### Activity
Each entry below is to be duplicated precisely.
--- Exercise material Enclosed Below ---
PR #270, opened 2024-06-24
fix: allowing routes with more specificity

jordanstith15:


apps/ifc-example-client/ifc-cli.config.js
```diff
@@ -16,6 +16,15 @@ module.exports = function (frameRouter) {
...
       },
+      application3: {
+        // We are removing the built-in proxy route example for now, as there are conflicts with vite and
+        // we will be adding improvements to the proxy behavior in the near future
+        url: `http://${hostname}:8080/client-app-2/#/`,
+        assignedRoute: "/app2/test",
+        allow: "camera http://localhost:8080;", // optional
+        sandbox: "allow-presentation allow-modals", // optional
+        defaultTitle: "iframe Application 2 Example", // optional, but needed for accessibility
+      },
```
jordanstith15, line 27: Added extra app to test the client id and routes with more specificity

packages/iframe-coordinator-cli/src/views/IframeEmbed.vue
```diff
@@ -5,6 +5,8 @@
       <span class="app-route">{{ frameRoute }}</span>
       as
       <span class="frame-url">{{ frameUrl }}</span>
+      with Client Id of
+      <span class="client-id">{{ currentClientId }}</span>
```
jordanstith15, line 9: showing current client id so it's easier to see and test whether the correct client is loaded

packages/iframe-coordinator/src/HostRouter.ts
```diff
@@ -13,9 +13,14 @@ export class HostRouter {
   private _clients: ClientInfo[];
 
   constructor(clients: RoutingMap) {
-    this._clients = Object.keys(clients).map((id) => {
-      return parseRegistration(id, clients[id]);
-    });
+    this._clients = Object.entries(clients)
```
jordanstith15, line 16: Noticed that we were doing essentially Object.entries and doing brackets to get array data, which I've seen flagged before on code analyzers.

packages/iframe-coordinator/src/HostRouter.ts
```diff
@@ -13,9 +13,14 @@ export class HostRouter {
...
+      .map(([id, data]) => {
+        return parseRegistration(id, data);
+      })
+      .sort(
+        (a, b) =>
+          b.assignedRoute.split("/").length - a.assignedRoute.split("/").length,
```
jordanstith15, line 22: Sorts clients by number of url segments descending

packages/iframe-coordinator/src/HostRouter.ts
```diff
@@ -26,7 +31,7 @@ export class HostRouter {
   public getClientTarget(route: string): ClientTarget | null {
     let clientTarget: ClientTarget | null = null;
 
-    this._clients.forEach((client) => {
+    for (let client of this._clients) {
```
jordanstith15, line 34: Noticed this issue as well.
It was continuing to loop after finding a matching client, causing it to seem like it was searching back to front.
Now it breaks the loop after finding a matching client and returns the first match.

packages/iframe-coordinator/src/HostRouter.ts
jordanstith15: No clue where the comma came from. I think the linter added it on commit

MattCheely (changes requested):
We should add a new unit test against `getClientTarget` in `HostRoute.spec.ts` that would have failed previously but now succeeds.

MattCheely:
I think this has to be flagged as a breaking change because it can change which app shows in response to a specific URL. Technically it was a bug, but in theory there could be an app out there that accidentally relies on this behavior.

MattCheely (approved):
--- End of Enclosed Exercise material ---
### Result of this task
PR #270, opened 2024-06-24
fix: allowing routes with more specificity

jordanstith15:


apps/ifc-example-client/ifc-cli.config.js
```diff
@@ -16,6 +16,15 @@ module.exports = function (frameRouter) {
...
       },
+      application3: {
+        // We are removing the built-in proxy route example for now, as there are conflicts with vite and
+        // we will be adding improvements to the proxy behavior in the near future
+        url: `http://${hostname}:8080/client-app-2/#/`,
+        assignedRoute: "/app2/test",
+        allow: "camera http://localhost:8080;", // optional
+        sandbox: "allow-presentation allow-modals", // optional
+        defaultTitle: "iframe Application 2 Example", // optional, but needed for accessibility
+      },
```
jordanstith15, line 27: Added extra app to test the client id and routes with more specificity

packages/iframe-coordinator-cli/src/views/IframeEmbed.vue
```diff
@@ -5,6 +5,8 @@
       <span class="app-route">{{ frameRoute }}</span>
       as
       <span class="frame-url">{{ frameUrl }}</span>
+      with Client Id of
+      <span class="client-id">{{ currentClientId }}</span>
```
jordanstith15, line 9: showing current client id so it's easier to see and test whether the correct client is loaded

packages/iframe-coordinator/src/HostRouter.ts
```diff
@@ -13,9 +13,14 @@ export class HostRouter {
   private _clients: ClientInfo[];
 
   constructor(clients: RoutingMap) {
-    this._clients = Object.keys(clients).map((id) => {
-      return parseRegistration(id, clients[id]);
-    });
+    this._clients = Object.entries(clients)
```
jordanstith15, line 16: Noticed that we were doing essentially Object.entries and doing brackets to get array data, which I've seen flagged before on code analyzers.

packages/iframe-coordinator/src/HostRouter.ts
```diff
@@ -13,9 +13,14 @@ export class HostRouter {
...
+      .map(([id, data]) => {
+        return parseRegistration(id, data);
+      })
+      .sort(
+        (a, b) =>
+          b.assignedRoute.split("/").length - a.assignedRoute.split("/").length,
```
jordanstith15, line 22: Sorts clients by number of url segments descending

packages/iframe-coordinator/src/HostRouter.ts
```diff
@@ -26,7 +31,7 @@ export class HostRouter {
   public getClientTarget(route: string): ClientTarget | null {
     let clientTarget: ClientTarget | null = null;
 
-    this._clients.forEach((client) => {
+    for (let client of this._clients) {
```
jordanstith15, line 34: Noticed this issue as well.
It was continuing to loop after finding a matching client, causing it to seem like it was searching back to front.
Now it breaks the loop after finding a matching client and returns the first match.

packages/iframe-coordinator/src/HostRouter.ts
jordanstith15: No clue where the comma came from. I think the linter added it on commit

MattCheely (changes requested):
We should add a new unit test against `getClientTarget` in `HostRoute.spec.ts` that would have failed previously but now succeeds.

MattCheely:
I think this has to be flagged as a breaking change because it can change which app shows in response to a specific URL. Technically it was a bug, but in theory there could be an app out there that accidentally relies on this behavior.

MattCheely (approved):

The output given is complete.